Location
- 1 Corey Avenue Three Rivers, New Brunswick Canada 45°56′03″N 65°10′45″W﻿ / ﻿45.9341°N 65.1793°W

Information
- Type: Public Secondary
- Motto: "Semper Hodie Non Cras" (Always Today, Never Tomorrow)
- Established: 1951
- School district: Anglophone East School District
- Superintendent: Randolph MacLean
- School number: 1604
- Principal: Yvan Pelletier
- Vice principals: Tracy Johnston-Lovely, Nathaniel Fells, & Meg Stead
- Staff: 48
- Grades: K - 12
- Enrollment: 700+
- Colours: Maroon and Gold
- Mascot: Panther
- Website: prs.nbed.nb.ca

= Petitcodiac Regional School =

Petitcodiac Regional School is a combined primary and secondary public school located in Three Rivers, New Brunswick, Canada.

It was originally built in 1951 and presently houses approximately 700 students from Kindergarten through grade 12 with a staff of approximately 48 teachers.
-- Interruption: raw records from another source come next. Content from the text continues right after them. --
Issue #337, opened 2025-02-28
Cleanup and unify Verilog and VHDL bel files


EverythingElseWasAlreadyTaken:
Most of the Verilog and VHDL bel files need some cleanup.

We should: 
- Apply a consistent coding style.
- Remove commented code.
- Unify implementations and remove unneeded module instantiations.

KelvinChung2000:
Coding style probably can be done with (Verible)[https://github.com/chipsalliance/verible]. But we will need to customise it to make it fit for Verilog. 

Some extra resources:
https://github.com/chipsalliance/verible/issues/317

KelvinChung2000:
More or less done, just need some fix up

PR #399, opened 2025-07-22
Verilog and VHDL linting and clean up

KelvinChung2000:
As a tracker

#337

- [ ] Apply a consistent coding style.
  - [ ] Verilog 
  - [x]  VHDL
- [ ] Remove commented code.
  - [ ] Verilog 
  - [ ]  VHDL
- [ ] Unify implementations and remove unneeded module instantiations.
- [ ] Check Bel Map
- [ ] Config Access Bel Map is not working since the config bits have the same name as the ports --> Maybe also others?
- [ ] Fix Latch in [BlockRAM_1KB](https://github.com/FPGA-Research/FABulous/blob/FABulous2.0-development/FABulous/fabric_files/FABulous_project_template_verilog/Fabric/BlockRAM_1KB.v#L45) (Verilog and VHDL)
  - [x] Verilog 
  - [ ]  VHDL 
- [ ] Run Verilator Lint on the whole fabric and fix errors.
- [ ] Check DSP Bel [MULADD](https://github.com/FPGA-Research/FABulous/blob/FABulous2.0-devnelopment/FABulous/fabric_files/FABulous_project_template_verilog/Tile/DSP/DSP_bot/MULADD.v)
  - [x] Verilog
  - [ ] VHDL 
- [x]  Testing Frame data reg
- [ ] Testing Frame select / rename
- [ ] Testing bitbang
- [ ] Testing configFSM
- [ ] testing eFPGA_config
- [ ] testing / rename LUT4AB
- [ ] testing / rename RegFile_32x4
- [ ] Replace the PDK specific SRAM instantiation by a more generic interface
- [ ] Add `default_nettype`


IAmMarcelJung:
We should also consider updating the filenames in e.g. the Fabric folder, since they all use different conventions.

FABulous/fabric_files/FABulous_project_template_verilog/Test/sequential_16bit_en_tb.v
```diff
@@ -1,110 +1,110 @@
...
-        end
+  wire [27:0] I_top;
+  wire [27:0] T_top;
+  reg  [27:0] O_top = 0;
+  wire [55:0] A_cfg, B_cfg;
+
+  reg CLK = 1'b0;
+  reg resetn = 1'b1;
+  reg SelfWriteStrobe = 1'b0;
+  reg [31:0] SelfWriteData = 1'b0;
```
IAmMarcelJung:
```suggestion
  reg [31:0] SelfWriteData = 32'b0;
```

FABulous/fabric_files/FABulous_project_template_verilog/Fabric/eFPGA_Config.v
```diff
@@ -1,102 +1,116 @@
...
+  input s_clk;
+  input s_data;
+  // CPU configuration port
+  input [32-1:0] SelfWriteData;  // configuration data write port
+  input SelfWriteStrobe;  // must decode address and write enable
 
-    output [32-1:0] ConfigWriteData;
-    output ConfigWriteStrobe;
+  output [32-1:0] ConfigWriteData;
+  output ConfigWriteStrobe;
```
IAmMarcelJung, line 35: Below we just write `[31:0]`, we should stick to one notation. I would vote for `[31:0]`. We could also introduce a parameter `CONFIG_DATA_WIDTH` or so and then use `[CONFIG_DATA_WIDTH-1:0]`.

FABulous/fabric_files/FABulous_project_template_verilog/Fabric/eFPGA_Config.v
```diff
@@ -1,102 +1,116 @@
...
-    assign ReceiveLED = UART_LED^BitBangWriteStrobe;
+  assign ComActive = UART_ComActive;
+  assign ReceiveLED = UART_LED ^ BitBangWriteStrobe;
 
-//  wire [FrameBitsPerRow-1:0] FrameAddressRegister;
-//  wire LongFrameStrobe;
-//  wire [RowSelectWidth-1:0] RowSelect;
+  //  wire [FrameBitsPerRow-1:0] FrameAddressRegister;
+  //  wire LongFrameStrobe;
+  //  wire [RowSelectWidth-1:0] RowSelect;
```
IAmMarcelJung, line 97:
```suggestion

```

KelvinChung2000: Stange, I thought the formatter would fix issue like this

FABulous/fabric_files/FABulous_project_template_verilog/Fabric/eFPGA_Config.v
KelvinChung2000: We should probably move to using `CONFIG_DATA_WIDTH`.

FABulous/fabric_files/FABulous_project_template_verilog/Fabric/eFPGA_Config.v
IAmMarcelJung: Maybe it's too hard to distinguish between actual intended comments and just commented out dead code for the formatter?

KelvinChung2000:
The default is snake_case, but the regex is `[a-z_0-9]+`, which makes PascalCase fit within it. I will need to see how to ban PascalCase while keeping snake_case.

IAmMarcelJung:
> Please don't put `timescale` directives in design files. They should only be in testbenches or where delay statements are needed.

Okay I will remove them again. For some reason verilator always complained about them missing and cluttered the linting log with warnings. Maybe this was due to some misconfiguration of verilator on our side.

> While you're at it, it would be great if the signal names could be renamed (if the formatter can do that). I've actually never seen PascalCase used in any other (System)Verilog project. 

I 100% agree, the variable naming is currently all over the place.

> There is a style guide from lowRISC which I quite like: https://github.com/lowRISC/style-guides/blob/master/VerilogCodingStyle.md

I also like this style guide, except that I personally prefer an indentation of 4 whitespaces to more emphasize the indentation and also force people to not nest too much logic (in combination with a line length limit), but that's debatable.

KelvinChung2000:
If you don't mind, can you set the configuration of the formatter, and we can slowly clean those up. You can change the `rule.config` file to set the desired behaviour.

mole99:
I'll give this a try after HeiChips, if that's alright.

The school contains three unique and separate areas housing the elementary school, the middle school and the high school with a common gymnasium, art rooms, music rooms, wood shop, mechanics garage, welding shop, and cafeteria.

Grades Kindergarten-5 is elementary, 6-8 is middle school, and 9-12 is high school.